PR #972, opened 2025-12-04
Add tutorial on QPU execution

a-quelle-pasqal:
Added a notebook on qpu execution.

Solves #970

PR #995, opened 2026-01-23
Results class improvements + Docs page on Results and Observables

HGSilveri:
- [x] Creates a dedicated `Results.__str__()` 
- [x] Improves backend interoperability via classproperties `EmulationConfig.state_type/operator_type` and `EmulatorBackend.config_type` (see example in the new docs page)
- [x] Creates a docs page on how to use observables and access results
- [ ] Updates the `Backend Execution` page to take advantage of these changes (and potentially also #992)
- [x] Dedicated UTs

### DIFF
--- a/pulser-core/pulser/backend/config.py
+++ b/pulser-core/pulser/backend/config.py
@@ -50,6 +50,9 @@ EVAL_TIMES_LITERAL = Literal["Full", "Minimal", "Final"]
 
 StateType = TypeVar("StateType", bound=State)
 
+# TODO: Replace with built-in Self when python >= 3.11
+Self = TypeVar("Self", bound="BackendConfig")
+
 
 class BackendConfig:
     """The base backend configuration.
@@ -87,7 +90,7 @@ class BackendConfig:
             )
         # Store the abstract repr of the config in _backend_options
         # Prevents potential issues with mutable arguments
-        self._backend_options = copy.deepcopy(backend_options)
+        super().__setattr__("_backend_options", copy.deepcopy(backend_options))
         if "backend_options" in backend_options:
             with warnings.catch_warnings():
                 warnings.filterwarnings("always")
@@ -110,6 +113,10 @@ class BackendConfig:
         # Store in _backend_options together with all the other paramters
         self._backend_options["default_num_shots"] = default_num_shots
 
+    def with_changes(self: Self, **changes: Any) -> Self:
+        """Returns a copy of the config with the given changes."""
+        return type(self)(**(self._backend_options | changes))
+
     def _expected_kwargs(self) -> set[str]:
         return set()
 
@@ -121,6 +128,14 @@ class BackendConfig:
         ):
             return self._backend_options[name]
         raise AttributeError(f"{name!r} has not been passed to {self!r}.")
+
+    def __setattr__(self, name: str, value: Any) -> None:
+        cls_name = type(self).__name__
+        raise AttributeError(
+            f"{cls_name!r} is read-only. Please use "
+            f"'{cls_name}.with_changes({name}=...)' to make a copy with the "
+            "desired changes."
+        )
 
 
 class EmulationConfig(BackendConfig, Generic[StateType]):
@@ -420,7 +435,7 @@ class EmulationConfig(BackendConfig, Generic[StateType]):
 # Legacy class
 
 
-@dataclass
+@dataclass(frozen=True)
 class EmulatorConfig(BackendConfig):
     """The configuration for emulator backends.
 
--- a/pulser-core/pulser/sequence/helpers/_switch_device.py
+++ b/pulser-core/pulser/sequence/helpers/_switch_device.py
@@ -15,11 +15,10 @@
 from __future__ import annotations
 
 import dataclasses
+import functools
 import itertools
 import warnings
 from typing import TYPE_CHECKING, Any, cast
-
-import numpy as np
 
 from pulser.channels.base_channel import Channel
 from pulser.channels.dmm import _get_dmm_name
@@ -98,12 +97,13 @@ def switch_device(
             int, ch_obj.fixed_retarget_t
         ) < cast(int, ch_obj.min_retarget_interval)
 
+    @functools.cache
     def check_channels_match(
         old_ch_name: str,
         new_ch_obj: Channel,
-        active_eom_channels: list,
+        active_eom_channels: tuple[str, ...],
         strict: bool,
-    ) -> tuple[str, str]:
+    ) -> tuple[str, str, list[str]]:
         """Check whether two channels match.
 
         Returns a tuple that contains a non-strict error message and a
@@ -113,6 +113,7 @@ def switch_device(
         will eventually be filled. If strict=True, all the conditions are
         checked - the returned error can either be non-strict or strict.
         """
+        diff_params = []
         old_ch_obj = seq.declared_channels[old_ch_name]
         # We verify the channel class then
         # check whether the addressing is Global or Local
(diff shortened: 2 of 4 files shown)


docs/source/results.ipynb
```diff
@@ -0,0 +1,464 @@
+{
```
a-quelle-pasqal, line 1: <p>Recently, we added a <code>SparseOperator</code> to emu-sv, in addition to the <code>DenseOperator</code> which you will get via the procedure described here. This is required to work with <code>Operator</code> objects at all for 20+ qubits. I'll leave it up to you how much of the specifics to go into here, but it's probably a good idea to mention that multiple <code>Operator</code> objects can exist for a backend, and to look at the backend specific documentation for more information. There are several instances where in the emulator docs we refer to the documentation here, and I'm now reminded that this might be problematic in the cloud mirror of all the documentation. As a consequence I can imagine if you don't want to link to the emulator docs here, and that raises the question of how much detail to go into.   </p><p> </p>
<br/>

 _Reply via <a href='https://app.reviewnb.com/pasqal-io/Pulser/pull/995/discussion/#comment-2721195306'>ReviewNB</a>_ <div id='ReviewNBCommentContext-DoNotDelete' style='display:none' data-state='RESOLVED' data-cellIndex='7'/>

a-quelle-pasqal, line 1: <pre class="ql-syntax" spellcheck="false">Line #29.        evaluation_times=[0.0, 0.25, 0.5, 0.75, 1.0],
</pre><p>due to the current interest in rotating the measurement basis (see the questions raised in the emulators channel by joseph for example, of which there were several in this direction this month), maybe measuring sigma_x would cause these lines to stick with the reader better.</p>
<br/>

 _Reply via <a href='https://app.reviewnb.com/pasqal-io/Pulser/pull/995/discussion/#comment-2721195309'>ReviewNB</a>_ <div id='ReviewNBCommentContext-DoNotDelete' style='display:none' data-state='RESOLVED' data-cellIndex='8'/>

a-quelle-pasqal, line 1: <p>should this be a raw cell? Some formatting is a bit weird as a consequence. See the occurances of :py:class:</p><p> </p>
<br/>

 _Reply via <a href='https://app.reviewnb.com/pasqal-io/Pulser/pull/995/discussion/#comment-2721195311'>ReviewNB</a>_ <div id='ReviewNBCommentContext-DoNotDelete' style='display:none' data-state='RESOLVED' data-cellIndex='10'/>

a-quelle-pasqal, line 1: <p>I assume you're going to remove all the duplicates with the above cells from here later, since you mentioned you're not with the notebook yet. However, just to be safe, I'm mentioning it.</p>
<br/>

 _Reply via <a href='https://app.reviewnb.com/pasqal-io/Pulser/pull/995/discussion/#comment-2721195314'>ReviewNB</a>_ <div id='ReviewNBCommentContext-DoNotDelete' style='display:none' data-state='OPEN' data-cellIndex='11'/>

HGSilveri: Yes, this should render properly in the RTD build (which I hopefully just fixed with my latest push)

HGSilveri: <p>I'm torn on that, I know that some people like self-contained scripts that they can just copy paste, but I'm not a fan of the long cell nor the code duplication. I went with the the former option but it's up to debate</p><p> </p>

HGSilveri: <p>I have no problem with that</p>

HGSilveri: I'm trying to minimize the amount of backend-specific decisions we force upon the users, and how much they have to dig in the documentation.

One idea I had but didn't address here because of scope creep (among other things) was to automatically attempt casting between `State/Operator` of different types, which should be doable whenever they have been created via the abstract repr.
This would allow e.g.
- `QutipBackendV2` taking in a fidelity state as a `StateRepr`
- `EmuSVBackend` converting between `DenseOperator` and `SparseOperator` conditionally on system size.

This still needs to be fleshed out further but I believe it would be a nice improvement to interoperability.

I will make sure to open an issue for this.

HGSilveri: I'm hidding the code in this cell and instead putting it in a toggled section. Let me know what you think of this solution

docs/source/results.ipynb
```diff
@@ -0,0 +1,580 @@
...
+   "metadata": {
+    "editable": true,
+    "raw_mimetype": "text/x-rst",
+    "slideshow": {
+     "slide_type": ""
+    },
+    "tags": []
+   },
+   "source": [
+    "On every Pulser backend, a call to ``Backend.run()`` will return an instance of :py:class:`~pulser.backend.Results` (or in the case of a ``RemoteBackend``, a sequence of :py:class:`~pulser.backend.Results`). \n",
```
a-corni: Perhaps we could add a reference to the Backend execution tutorial here ?

docs/source/results.ipynb
```diff
@@ -0,0 +1,580 @@
...
+    "- what the `Observable` mechanism is and how to use it;\n",
+    "- what observables are available by default;\n",
+    "- how to retrieve the results in a `Results` instance."
+   ]
+  },
+  {
+   "cell_type": "markdown",
+   "metadata": {},
+   "source": [
+    "## The `Observable` mechanism\n",
```
a-corni: I think we are lacking a little bit of introduction at the beggining of the tutorial on when do you care about Observables -> Just before the first part, I would put a small sentence along those lines:

`"As introduced in the [backend execution tutorial](./backends.nblink), emulators measure certain quantities along time, called "Observables", and return these measurements inside a :py:class:`~pulser.backend.Results` class (or in the case of a ``RemoteBackend``, a sequence of :py:class:`~pulser.backend.Results`). Let's dive into `Observables` and the `Results` class. \n",

docs/source/results.ipynb
```diff
@@ -0,0 +1,580 @@
...
+    "    amplitudes={\"rr\": 1.0},\n",
+    ")\n",
+    "# Use `tag_suffix` to better identify the observable in the Results\n",
+    "fidelity = Fidelity(r_state, tag_suffix=\"rr\")\n",
+    "\n",
+    "# Arbitrarily chosen operator XX (where X = |r><g|+|g><r|)\n",
+    "pauli_x = operator_class.from_operator_repr(\n",
+    "    eigenstates=(\"r\", \"g\"),\n",
+    "    n_qudits=2,\n",
+    "    operations=[(1.0, [({\"rg\": 1.0, \"gr\": 1.0}, {0, 1})])],\n",
```
a-corni: Should we have a little subsection to explain how to define the operations ?

docs/source/results.ipynb
```diff
@@ -0,0 +1,580 @@
...
+   "outputs": [],
+   "source": [
+    "results.get_tagged_results()"
+   ]
+  },
+  {
+   "cell_type": "markdown",
+   "metadata": {},
+   "source": [
+    "To get the list of values for a particular observable, we can either access the dictionary directly or use a convenience shortcut:"
```
a-corni: nit
```suggestion
    "To get the list of values for a particular observable, we can either access the dictionary directly or use a convenient shortcut:"
```

docs/source/results.ipynb
```diff
@@ -0,0 +1,580 @@
...
+   "file_extension": ".py",
+   "mimetype": "text/x-python",
+   "name": "python",
+   "nbconvert_exporter": "python",
+   "pygments_lexer": "ipython3",
+   "version": "3.12.3"
+  }
+ },
+ "nbformat": 4,
+ "nbformat_minor": 4
```
a-corni: nit: You are not talking about RemoteResults and how to find Results out of them/how to create them from a batch id. I think this has its place in the execution on Emulator/execution on QPU backend (I have added it there), we do agree its place is in #972 ? Do we want to make a "To go further" section here ?

a-corni: Or a simple note

pulser-core/pulser/backend/results.py
```diff
@@ -41,13 +41,15 @@ class Results:
     """
 
     atom_order: tuple[str, ...]
+    """The order of the atoms/qudits in the results."""
     total_duration: int
-    _results: dict[uuid.UUID, list[Any]] = field(init=False)
-    _times: dict[uuid.UUID, list[float]] = field(init=False)
+    """The total duration of the sequence, in ns."""
```
a-corni, line 46: I don't get these two comments, aren't they redundant with the docstring ?

pulser-core/pulser/backend/results.py
```diff
@@ -401,6 +403,22 @@ def aggregate(
 
         return aggregated
 
+    def __str__(self) -> str:
+        evaluation_times = {
+            tag: self._times[_uuid] for tag, _uuid in self._tagmap.items()
+        }
```
a-corni, line 409: What was the issue with `self._times` ?

HGSilveri: `self._times` has UUIDs as keys, which is highly unreadable. This substitutes the UUIDs with the tags

pulser-core/pulser/backend/results.py
HGSilveri: It's to make them appear nicely here

image

docs/source/results.ipynb
HGSilveri: What if instead I improve the "What you will learn" to convey the same info? e.g.

*What you will learn:*

- how to configure an `Observable` to measure quantities of interest in an emulation;
- what observables are available by default;
- how to retrieve the measured observables from a `Results` instance.

docs/source/results.ipynb
HGSilveri: Since that is not relevant only in obversables (e.g. you can use `State` to define a custom initial state) I think this deserves either its own page and/or a more detailed docstring. 

I will open an issue to do this

docs/source/results.ipynb
HGSilveri: I just took out "convenience", it is a bit redundant

docs/source/results.ipynb
HGSilveri: I think I would link the QPU tutorial, but we'll need it first

docs/source/results.ipynb
HGSilveri: I sneaked the reference in the callout box a bit below, let me know what you think

pulser-core/pulser/backend/results.py
a-corni: Aaaah thanks !

docs/source/results.ipynb
a-corni: Even though I usually like a sentence at the beginning of the tutorial, I agree the What you will learn is now improved and is surely sufficient ;)

docs/source/results.ipynb
a-corni: I will try to wrap it up today.

a-corni: So you will merge first.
==*==
• TASK TO COMPLETE: How many of the lines above include the string "sentence"? Answer with the number only.

• SOLUTION FOR THIS TASK: 2